* **Exercise brief**
Repeat every record exactly as written.

* **Collected data**
>>>
PR #417, opened 2019-09-17
Add API endpoint for shelving

jcoyne:
## Why was this change made?

So that common-accessioning doesn't need to be aware of how to shelve something. It can just ensure the process is triggered. 

Yes


app/controllers/shelves_controller.rb
```diff
@@ -0,0 +1,25 @@
...
+        errors: [
+          { title: 'Invalid item type', detail: "A Dor::Item is required but you provided '#{@item.class}'" }
+        ]
+      }, status: :unprocessable_entity
+    end
+  end
+
+  private
+
+  def druid_tools
```
justinlittman: Is this used?

app/services/digital_stacks_service.rb
```diff
@@ -0,0 +1,113 @@
...
+  # Delete files from stacks that have change type 'deleted', 'copydeleted', or 'modified'
+  # @param [Pathname] stacks_object_pathname the stacks location of the digital object
+  # @param [Moab::FileGroupDifference] content_diff the content file version differences report
+  def self.remove_from_stacks(stacks_object_pathname, content_diff)
+    %i[deleted copydeleted modified].each do |change_type|
+      subset = content_diff.subset(change_type) # {Moab::FileGroupDifferenceSubset}
+      subset.files.each do |moab_file| # {Moab::FileInstanceDifference}
+        moab_signature = moab_file.signatures.first # {Moab::FileSignature}
+        file_pathname = stacks_object_pathname.join(moab_file.basis_path)
+        delete_file(file_pathname, moab_signature)
```
justinlittman: Ignoring when delete_file doesn't succeed (returns false).

app/services/digital_stacks_service.rb
```diff
@@ -0,0 +1,113 @@
...
+  # @param [Moab::FileGroupDifference] content_diff the content file version differences report
+  def self.rename_in_stacks(stacks_object_pathname, content_diff)
+    subset = content_diff.subset(:renamed) # {Moab::FileGroupDifferenceSubset
+
+    # 1st Pass - rename files from original name to checksum-based name
+    subset.files.each do |moab_file| # {Moab::FileInstanceDifference}
+      moab_signature = moab_file.signatures.first # {Moab::FileSignature}
+      original_pathname = stacks_object_pathname.join(moab_file.basis_path)
+      temp_pathname = stacks_object_pathname.join(moab_signature.checksums.values.last)
+      rename_file(original_pathname, temp_pathname, moab_signature)
```
justinlittman: Ignores when rename fails.

app/services/digital_stacks_service.rb
```diff
@@ -0,0 +1,113 @@
...
+    return false if workspace_content_pathname.nil?
+
+    %i[added copyadded modified].each do |change_type|
+      subset = content_diff.subset(change_type) # {Moab::FileGroupDifferenceSubset
+      subset.files.each do |moab_file| # {Moab::FileInstanceDifference}
+        moab_signature = moab_file.signatures.last # {Moab::FileSignature}
+        filename = change_type == :modified ? moab_file.basis_path : moab_file.other_path
+        workspace_pathname = workspace_content_pathname.join(filename)
+        stacks_pathname = stacks_object_pathname.join(filename)
+        copy_file(workspace_pathname, stacks_pathname, moab_signature)
```
justinlittman: Ignores when copy file fails.

app/services/shelving_service.rb
```diff
@@ -0,0 +1,67 @@
+# frozen_string_literal: true
+
+# Push file changes for shelve-able files into stacks
+class ShelvingService
+  def self.shelve(work)
```
justinlittman: Why calling "work" instead of "item"?

app/services/digital_stacks_service.rb
jcoyne: I'm just moving these from common-accessioning, so I'd like to take a bye on this.

app/services/digital_stacks_service.rb
jcoyne: This is how it is in common-accessioning.

app/services/digital_stacks_service.rb
jcoyne: This is how it is in common-accessioning.

app/services/shelving_service.rb
jcoyne: This is how it is in common-accessioning.

app/controllers/shelves_controller.rb
jcoyne: nope.

app/services/digital_stacks_service.rb
jcoyne: https://github.com/sul-dlss/common-accessioning/blob/master/lib/digital_stacks_service.rb#L13

app/services/digital_stacks_service.rb
jcoyne: https://github.com/sul-dlss/common-accessioning/blob/master/lib/digital_stacks_service.rb#L45

app/services/digital_stacks_service.rb
jcoyne: https://github.com/sul-dlss/common-accessioning/blob/master/lib/digital_stacks_service.rb#L88

app/services/shelving_service.rb
jcoyne: https://github.com/sul-dlss/common-accessioning/blob/master/lib/shelving_service.rb#L5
<<<
* **Reply**
PR #417, opened 2019-09-17
Add API endpoint for shelving

jcoyne:
## Why was this change made?

So that common-accessioning doesn't need to be aware of how to shelve something. It can just ensure the process is triggered. 

Yes


app/controllers/shelves_controller.rb
```diff
@@ -0,0 +1,25 @@
...
+        errors: [
+          { title: 'Invalid item type', detail: "A Dor::Item is required but you provided '#{@item.class}'" }
+        ]
+      }, status: :unprocessable_entity
+    end
+  end
+
+  private
+
+  def druid_tools
```
justinlittman: Is this used?

app/services/digital_stacks_service.rb
```diff
@@ -0,0 +1,113 @@
...
+  # Delete files from stacks that have change type 'deleted', 'copydeleted', or 'modified'
+  # @param [Pathname] stacks_object_pathname the stacks location of the digital object
+  # @param [Moab::FileGroupDifference] content_diff the content file version differences report
+  def self.remove_from_stacks(stacks_object_pathname, content_diff)
+    %i[deleted copydeleted modified].each do |change_type|
+      subset = content_diff.subset(change_type) # {Moab::FileGroupDifferenceSubset}
+      subset.files.each do |moab_file| # {Moab::FileInstanceDifference}
+        moab_signature = moab_file.signatures.first # {Moab::FileSignature}
+        file_pathname = stacks_object_pathname.join(moab_file.basis_path)
+        delete_file(file_pathname, moab_signature)
```
justinlittman: Ignoring when delete_file doesn't succeed (returns false).

app/services/digital_stacks_service.rb
```diff
@@ -0,0 +1,113 @@
...
+  # @param [Moab::FileGroupDifference] content_diff the content file version differences report
+  def self.rename_in_stacks(stacks_object_pathname, content_diff)
+    subset = content_diff.subset(:renamed) # {Moab::FileGroupDifferenceSubset
+
+    # 1st Pass - rename files from original name to checksum-based name
+    subset.files.each do |moab_file| # {Moab::FileInstanceDifference}
+      moab_signature = moab_file.signatures.first # {Moab::FileSignature}
+      original_pathname = stacks_object_pathname.join(moab_file.basis_path)
+      temp_pathname = stacks_object_pathname.join(moab_signature.checksums.values.last)
+      rename_file(original_pathname, temp_pathname, moab_signature)
```
justinlittman: Ignores when rename fails.

app/services/digital_stacks_service.rb
```diff
@@ -0,0 +1,113 @@
...
+    return false if workspace_content_pathname.nil?
+
+    %i[added copyadded modified].each do |change_type|
+      subset = content_diff.subset(change_type) # {Moab::FileGroupDifferenceSubset
+      subset.files.each do |moab_file| # {Moab::FileInstanceDifference}
+        moab_signature = moab_file.signatures.last # {Moab::FileSignature}
+        filename = change_type == :modified ? moab_file.basis_path : moab_file.other_path
+        workspace_pathname = workspace_content_pathname.join(filename)
+        stacks_pathname = stacks_object_pathname.join(filename)
+        copy_file(workspace_pathname, stacks_pathname, moab_signature)
```
justinlittman: Ignores when copy file fails.

app/services/shelving_service.rb
```diff
@@ -0,0 +1,67 @@
+# frozen_string_literal: true
+
+# Push file changes for shelve-able files into stacks
+class ShelvingService
+  def self.shelve(work)
```
justinlittman: Why calling "work" instead of "item"?

app/services/digital_stacks_service.rb
jcoyne: I'm just moving these from common-accessioning, so I'd like to take a bye on this.

app/services/digital_stacks_service.rb
jcoyne: This is how it is in common-accessioning.

app/services/digital_stacks_service.rb
jcoyne: This is how it is in common-accessioning.

app/services/shelving_service.rb
jcoyne: This is how it is in common-accessioning.

app/controllers/shelves_controller.rb
jcoyne: nope.

app/services/digital_stacks_service.rb
jcoyne: https://github.com/sul-dlss/common-accessioning/blob/master/lib/digital_stacks_service.rb#L13

app/services/digital_stacks_service.rb
jcoyne: https://github.com/sul-dlss/common-accessioning/blob/master/lib/digital_stacks_service.rb#L45

app/services/digital_stacks_service.rb
jcoyne: https://github.com/sul-dlss/common-accessioning/blob/master/lib/digital_stacks_service.rb#L88

app/services/shelving_service.rb
jcoyne: https://github.com/sul-dlss/common-accessioning/blob/master/lib/shelving_service.rb#L5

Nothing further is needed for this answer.